> **Given records**:
PR #892, opened 2018-09-11
Anon class handling

evmar:
Two commits, review separately.

### DIFF
--- a/src/type_translator.ts
+++ b/src/type_translator.ts
@@ -521,7 +521,14 @@ export class TypeTranslator {
         this.warn('class has no symbol');
         return '?';
       }
-      return '!' + this.symbolToString(type.symbol, /* useFqn */ true);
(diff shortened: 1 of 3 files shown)


src/type_translator.ts
```diff
@@ -521,7 +521,13 @@ export class TypeTranslator {
         this.warn('class has no symbol');
         return '?';
       }
-      return '!' + this.symbolToString(type.symbol, /* useFqn */ true);
+      const name = this.symbolToString(type.symbol, /* useFqn */ true);
+      if (name === '(Anonymous class)') {
+        // Values that have anonymous class types produce this name, but the type
+        // appears otherwise identical to a named class.
```
rkirov: Care to comment on intent to handle this differently in the future? I.e. produce a type that closure understands vs '?'.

> **About this exercise**: In the lines above, spot each one that contains the word "produce" and copy it.

> **Your response**:
+        // Values that have anonymous class types produce this name, but the type
rkirov: Care to comment on intent to handle this differently in the future? I.e. produce a type that closure understands vs '?'.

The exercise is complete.